Sin embargo, en la vida nos enfrentamos a muchas y variadas aparentes contradicciones que no son, en realidad, incompatibilidades, sino paradojas. Se trata de elementos que, a simple vista, nos parecen irreconciliables pero que, sin embargo, están íntimamente relacionados. Es solo que, al primer vistazo, nuestros sentidos nos engañan, pero al profundizar algo más, a veces no demasiado, siquiera, aparece una parte de esa realidad que antes nos era velada y que, finalmente, le da sentido al cuadro completo.
Romanos 5:3-5 nos recuerda que el sufrimiento que atravesamos produce perseverancia, entereza de carácter y esta, a su vez, esperanza. Nos encanta la parte final, pero querríamos alcanzarla sin tener que atravesar por el valle de lágrimas. Eso, al menos en este mundo en que vivimos, no es posible. No alcanzamos el mismo grado de madurez mediante el sufrimiento que sin él. Solo hemos de mirar a las nuevas generaciones, nacidas en estados de bienestar, con todo a su alcance, sin haber tenido que pasar penuria alguna, en comparación con lo que nosotros, nuestros padres, o nuestros abuelos, éramos a su edad.
La prueba y el dolor, entendiéndolos como algo que Dios no quiso para nosotros inicialmente, pero que Él permite porque son el medio por el que llegamos a aquellos lugares que el Señor sí quiere para nosotros, son parte inevitable de la vida. Es cierto que algunas personas acumulan más dolor que otras y eso es el recordatorio del mundo caído e injusto que vivimos. También es una realidad que todo el mundo no reacciona igual frente al sufrimiento, ni madura igual ante el mismo. Sufrir no siempre es sinónimo de madurar, aunque para madurar suele ser necesario pasarlo mal. De nuevo, paradójicamente, una vía que no es de doble sentido, aunque pudiéramos pensar que sí.
Entiendo entonces, aunque no comparto, cuando una persona considera y decide que el dolor es algo que no vale para nada y de lo que hay que desprenderse cuanto antes, sin tener siquiera que hacer alguna reflexión al respecto. Me parece, francamente, una pena. Ya que hemos de vivir algo, sería de sabios procurar examinar los grandes aciertos y errores frente a ese asunto, considerar nuestros caminos en medio de ese tiempo en el recorrido, mirar a futuro evitando las mismas torpezas que, quizá, en nuestra inmadurez cometimos. Asumo que para las personas el dolor es algo tan desagradable que nuestra primera reacción es eliminarlo. Pero eso es una necedad. ¿Cómo sabemos que hemos de retirar la mano de una superficie caliente, si no es por el dolor? ¿Cómo saber si tenemos una infección, cuando procuramos eliminar la fiebre por todos los medios?

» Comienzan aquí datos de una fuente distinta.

PR #7872, opened 2019-06-11
[TextEditor] Allow extensions to opt file types into new editor

mhutch:
This adds a new extension point that extensions can use to opt individual file types into the new editor, optionally controlled by feature flags.

This means that extensions can light up new file types in the new editor without changing the new editor itself.

### DIFF
--- a/main/src/addins/MonoDevelop.TextEditor/MonoDevelop.TextEditor/Properties/MonoDevelop.TextEditor.addin.xml
+++ b/main/src/addins/MonoDevelop.TextEditor/MonoDevelop.TextEditor/Properties/MonoDevelop.TextEditor.addin.xml
@@ -13,6 +13,11 @@
 		<Description>Context menu for the navigation bar.</Description>
 		<ExtensionNode name="Map" type="MonoDevelop.TextEditor.CommandMappingExtensionNode" />
 	</ExtensionPoint>
+
+	<ExtensionPoint path="/MonoDevelop/TextEditor/SupportedFileTypes" name="Opts in file types to be opened in the new editor">
+		<ExtensionNode name="SupportedFileType" type="MonoDevelop.TextEditor.SupportedFileTypeExtensionNode" />
+	</ExtensionPoint>
+
 <!--
 	<ExtensionPoint path = "/MonoDevelop/TextEditor/ContextMenu/NavigationBar" name = "Navigation bar context menu">
 		<Description>Context menu for the navigation bar.</Description>
@@ -42,7 +47,9 @@
 		<ExtensionNode name="Class" />
 	</ExtensionPoint>
 
-	--><!-- Extensions -->
+	-->
+
+	<!-- Extensions -->
 
   	<Extension path="/MonoDevelop/Ide/Composition">
 		<!--
@@ -50,6 +57,12 @@
 		<Assembly file="../../../bin/Microsoft.VisualStudio.Platform.VSEditor.dll"/>
 		-->
 		<Assembly file="MonoDevelop.TextEditor.dll"/>
+	</Extension>
+
+	<Extension path="/MonoDevelop/TextEditor/SupportedFileTypes">
+		<SupportedFileType id="csharp" extensions=".cs,.csx" />
+		<SupportedFileType id="xaml" extensions=".xaml" FeatureSwitch="DesignersNewEditor" />
+		<SupportedFileType id="androidxml" extensions=".xml,.axml" BuildAction="AndroidResource" FeatureSwitch="DesignersNewEditor" />
 	</Extension>
 
 	<Extension path="/MonoDevelop/Ide/Commands">
--- a/main/src/addins/MonoDevelop.TextEditor/MonoDevelop.TextEditor/SupportedFileTypeExtensionNode.cs
+++ b/main/src/addins/MonoDevelop.TextEditor/MonoDevelop.TextEditor/SupportedFileTypeExtensionNode.cs
@@ -1,0 +1,43 @@
+//
+// Copyright (c) Microsoft Corp. (https://www.microsoft.com)
+//
+// Permission is hereby granted, free of charge, to any person obtaining a copy
+// of this software and associated documentation files (the "Software"), to deal
+// in the Software without restriction, including without limitation the rights
+// to use, copy, modify, merge, publish, distribute, sublicense, and/or sell
+// copies of the Software, and to permit persons to whom the Software is
+// furnished to do so, subject to the following conditions:
+//
+// The above copyright notice and this permission notice shall be included in
+// all copies or substantial portions of the Software.
+//
+// THE SOFTWARE IS PROVIDED "AS IS", WITHOUT WARRANTY OF ANY KIND, EXPRESS OR
+// IMPLIED, INCLUDING BUT NOT LIMITED TO THE WARRANTIES OF MERCHANTABILITY,
+// FITNESS FOR A PARTICULAR PURPOSE AND NONINFRINGEMENT. IN NO EVENT SHALL THE
+// AUTHORS OR COPYRIGHT HOLDERS BE LIABLE FOR ANY CLAIM, DAMAGES OR OTHER
+// LIABILITY, WHETHER IN AN ACTION OF CONTRACT, TORT OR OTHERWISE, ARISING FROM,
+// OUT OF OR IN CONNECTION WITH THE SOFTWARE OR THE USE OR OTHER DEALINGS IN
+// THE SOFTWARE.
+
+using Mono.Addins;
+
+namespace MonoDevelop.TextEditor
+{
+	sealed class SupportedFileTypeExtensionNode : ExtensionNode
+	{
+		[NodeAttribute ("extensions", "Comma separated list of file extensions. The file must match one of these or one of the mime types.")]
+		public string [] Extensions { get; private set; }
+
+		[NodeAttribute ("mimeTypes", "Comma separated list of mime types. The file must match one of these or one of the extensions.")]
+		public string [] MimeTypes { get; private set; }
+
+		[NodeAttribute ("buildAction", Description = "If specified, the file must have this build action")]
+		public string BuildAction { get; private set; }
+
+		[NodeAttribute ("featureFlag", Description = "ID of a feature flag that can be used to enable/disable editing of this file type in the new editor")]
+		public string FeatureFlag { get; private set; }
+
+		[NodeAttribute ("featureFlagDefault", Description = "Default value of the feature flag")]
+		public bool FeatureFlagDefault { get; private set; }
+	}
+}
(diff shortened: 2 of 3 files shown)


main/src/addins/MonoDevelop.TextEditor/MonoDevelop.TextEditor/SupportedFileTypeExtensionNode.cs
```diff
@@ -0,0 +1,43 @@
...
+// AUTHORS OR COPYRIGHT HOLDERS BE LIABLE FOR ANY CLAIM, DAMAGES OR OTHER
+// LIABILITY, WHETHER IN AN ACTION OF CONTRACT, TORT OR OTHERWISE, ARISING FROM,
+// OUT OF OR IN CONNECTION WITH THE SOFTWARE OR THE USE OR OTHER DEALINGS IN
+// THE SOFTWARE.
+
+using Mono.Addins;
+
+namespace MonoDevelop.TextEditor
+{
+	class SupportedFileTypeExtensionNode : ExtensionNode
```
Therzok:
```suggestion
	sealed class SupportedFileTypeExtensionNode : ExtensionNode
```

main/src/addins/MonoDevelop.TextEditor/MonoDevelop.TextEditor/TextViewDisplayBinding.cs
```diff
@@ -45,56 +45,47 @@ protected override IEnumerable<DocumentControllerDescription> GetSupportedContro
...
-			if (!(fileName.HasExtension (".xml") || fileName.HasExtension (".axml")))
-				return false;
-
-			const string AndroidResourceBuildAction = "AndroidResource";
-			var buildAction = (ownerProject as Project)?.GetProjectFile (fileName)?.BuildAction;
-			return string.Equals (buildAction, AndroidResourceBuildAction, StringComparison.Ordinal);
+			bool BuildActionAndFeatureFlagMatch (SupportedFileTypeExtensionNode node)
+			{
+				if (!string.IsNullOrEmpty (node.BuildAction)) {
+					var buildAction = (modelDescriptor.Owner as Project)?.GetProjectFile (modelDescriptor.FilePath)?.BuildAction;
```
Therzok: This won't work for files from imported targets.

main/src/addins/MonoDevelop.TextEditor/MonoDevelop.TextEditor/TextViewDisplayBinding.cs
```diff
@@ -45,56 +45,47 @@ protected override IEnumerable<DocumentControllerDescription> GetSupportedContro
...
+					if (!string.Equals (buildAction, node.BuildAction, StringComparison.OrdinalIgnoreCase)) {
+						return false;
+					}
+				}
+				if (!string.IsNullOrEmpty (node.FeatureFlag)) {
+					if (!(FeatureSwitchService.IsFeatureEnabled (node.FeatureFlag) ?? node.FeatureFlagDefault)) {
```
Therzok: Maybe this should be the first check, as its the least expensive?

main/src/addins/MonoDevelop.TextEditor/MonoDevelop.TextEditor/TextViewDisplayBinding.cs
```diff
@@ -45,56 +45,47 @@ protected override IEnumerable<DocumentControllerDescription> GetSupportedContro
...
-			//".cshtml",
-			//".css",
-			//".html",
-			//".js",
-			//".json",
-			//".ts"
-		};
+			bool ExtensionMatch (SupportedFileTypeExtensionNode node) =>
+				node.Extensions != null
+				&& node.Extensions.Any (modelDescriptor.FilePath.HasExtension);
```
Therzok: Prefer explicit lambda arguments to method group. Method Groups have poor code generation on the compiler side.

```suggestion
				&& node.Extensions.Any (ext => modelDescriptor.FilePath.HasExtension (ext));
```

main/src/addins/MonoDevelop.TextEditor/MonoDevelop.TextEditor/Properties/MonoDevelop.TextEditor.addin.xml
```diff
@@ -52,6 +59,12 @@
 		<Assembly file="MonoDevelop.TextEditor.dll"/>
 	</Extension>
 
+	<Extension path="/MonoDevelop/TextEditor/SupportedFileTypes">
+		<SupportedFileType id="csharp" extensions=".cs,.csx" />
+		<SupportedFileType id="xaml" extensions=".xaml" FeatureSwitch="DesignersNewEditor" />
```
garuma: Should we define this on our side instead?

mhutch: That would make sense :)

It doesn't matter if there are duplicate registrations so I'd suggest we merge this PR, you add the change on your side, then we remove this line.

main/src/addins/MonoDevelop.TextEditor/MonoDevelop.TextEditor/TextViewDisplayBinding.cs
mhutch: Ugh, I keep forgetting about that one. Can we fix the compiler already?

main/src/addins/MonoDevelop.TextEditor/MonoDevelop.TextEditor/TextViewDisplayBinding.cs
mhutch: Those won't show up in the solution tree though, will they? Also I'm just replicating what was already here...

main/src/addins/MonoDevelop.TextEditor/MonoDevelop.TextEditor/Properties/MonoDevelop.TextEditor.addin.xml
garuma: Perfect

main/src/addins/MonoDevelop.TextEditor/MonoDevelop.TextEditor/TextViewDisplayBinding.cs
mhutch: Good point, though probably negligible

abock:
FYI, the plan by 8.3 is for the new editor to blacklist types it cannot open (e.g. F#) instead of whitelist types it can.

main/src/addins/MonoDevelop.TextEditor/MonoDevelop.TextEditor/SupportedFileTypeExtensionNode.cs
mhutch: Applied, thanks!

I wonder whether we could come up with a good analyzer for this e.g. classes with no virtuals, private/internal classes with no subclasses.

main/src/addins/MonoDevelop.TextEditor/MonoDevelop.TextEditor/Properties/MonoDevelop.TextEditor.addin.xml
```diff
@@ -52,6 +59,12 @@
...
+		<SupportedFileType id="androidxaml" extensions=".xml,.axml" BuildAction="AndroidResource" FeatureSwitch="DesignersNewEditor" />
```
decriptor: Is this a typo? `androidxaml` we already confuse people enough with the silly `.axml`.

mhutch:
@abock should we merge this in the meantime? I imagine it would still be useful as a mechanism to allow the blocklisted extensions (F#, generic XML, ASPX, MSBuild, .addin.xml, etc) to override the block smoothly when transitioning over.

main/src/addins/MonoDevelop.TextEditor/MonoDevelop.TextEditor/Properties/MonoDevelop.TextEditor.addin.xml
mhutch: yeah, stray x, will remove

DavidKarlas:
@mhutch yes, merge this and I will rebase textmate on this

main/src/addins/MonoDevelop.TextEditor/MonoDevelop.TextEditor/Properties/MonoDevelop.TextEditor.addin.xml
mhutch: That will also allow you to flip the feature switch to on-by-default without touching this file :)

mhutch:
Failures look completely unrelated. Ok to merge?

abock:
@slluis care to review?

slluis:
It looks good to me.

main/src/addins/MonoDevelop.TextEditor/MonoDevelop.TextEditor/TextViewDisplayBinding.cs
Therzok: https://github.com/dotnet/roslyn/pull/6642

main/src/addins/MonoDevelop.TextEditor/MonoDevelop.TextEditor/TextViewDisplayBinding.cs
```diff
@@ -45,56 +45,48 @@ protected override IEnumerable<DocumentControllerDescription> GetSupportedContro
 				yield break;
 			}
 
-			if (modelDescriptor.FilePath == null || !(IsSupportedFileExtension (modelDescriptor.FilePath) || IsSupportedDesignerFileName (modelDescriptor.FilePath, modelDescriptor.Owner))) {
-				yield break;
-			}
-
-			bool supported = false;
+			var nodes = Mono.Addins.AddinManager.GetExtensionNodes<SupportedFileTypeExtensionNode> ("/MonoDevelop/TextEditor/SupportedFileTypes");
```
Therzok: Maybe we should cache this and listen to extension node change events? No use querying this _every time_.

mhutch: I don't think that's necessary, it's not particularly expensive. The main value of the event is to cache derived data.

abock: @mhutch thoughts? Looks like this does rebuild a list on each call.

Therzok: Batch opening docs will cause wasteful processing over here. Imo, switch to extension node events here.

abock: https://vsmac.dev/918078

abock:
Test failure is Xamarin.Forms timing out. Something about Java.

Cuando reflexiono más allá, reconozco que, al escuchar a un cristiano decir que el sufrimiento no vale para nada, pienso con mucha pena en cómo le quitamos valor a la cruz. El dolor de Jesús en medio de Su sacrificio a nuestro favor es la prueba irrefutable de que, tal y como se construyen las cosas en el Reino del que somos parte, el sufrimiento tiene muchísimo valor. Él, siendo Hijo y heredero de todo, mediante el sufrimiento, aprendió a obedecer (Hebreos 5:8), y eso no solo le llevó a ser el consumador de salvación eterna para todos los que le obedecen (v. 9), sino que le hizo ser también Sumo Sacerdote fiel y misericordioso, que por haber sufrido en primera persona, puede también compadecerse de nuestro dolor y nuestras pruebas (Hebreos 2:17-18).
Negar el potencial resultado positivo del sufrimiento que vivimos no puede ser la manera en la que nos acerquemos a este asunto. Por supuesto, podemos hasta cierto punto, desde nuestra necedad, preferir que no valga para nada, como si eso fuera a eliminarlo. Pedir explicaciones a Dios desde la soberbia acerca de Su propósito en medio de ello, tampoco parece la mejor opción. Es, justamente, apartarnos de la fuente de calor cuando más frío tenemos, e implica enemistarnos con la fuente de todo el bien que necesitamos en medio del momento oscuro.
Agarrarnos, por el contrario, a la convicción de Sus planes de bien para nosotros, y el carácter de Cristo que está forjándose internamente, nos ayudan a tener una perspectiva más sólida y espiritual sobre lo que nos sucede. Mirar a la cruz, entendiendo que el justo murió por los injustos, nos recuerda que no hay sufrimiento que vayamos a atravesar que no haya sido superado con creces por Aquel que se dio por nosotros.
El dolor no solo nos ayuda a madurar en primera persona, sino que da testimonio a otros sobre lo que creemos cuando nos ven en medio del valle oscuro. Y queda de nuestra parte escoger qué uso daremos a lo que nos esté tocando vivir: si para construir el Reino o, por el contrario, para sumar a los intereses del enemigo. Un aguijón en la carne que solo sea considerado como el mensajero de Satanás que me abofetea (2ª Corintios 12:7) o como aquello que Dios mismo usa para moldearme y hacer que mi soberbia esté contenida (mismo versículo).
Propósito eterno, entonces, el que Dios tiene y que, en ocasiones, si es Su voluntad, podemos entender de forma específica, más allá de Sus planes generales de bien para nosotros. Propósito personal, también, el que decidimos darle como muestra de nuestra respuesta responsable ante el Dios que se hizo carne, que no se aferró a Su condición de Dios, sino que entendió el profundo valor que tendría Su dolor, que sufrió a favor nuestro, y nos reveló el camino que deberíamos también nosotros seguir, no desde un espíritu masoquista, sino andando como Él anduvo, en servicio y entrega, para el rescate de muchos.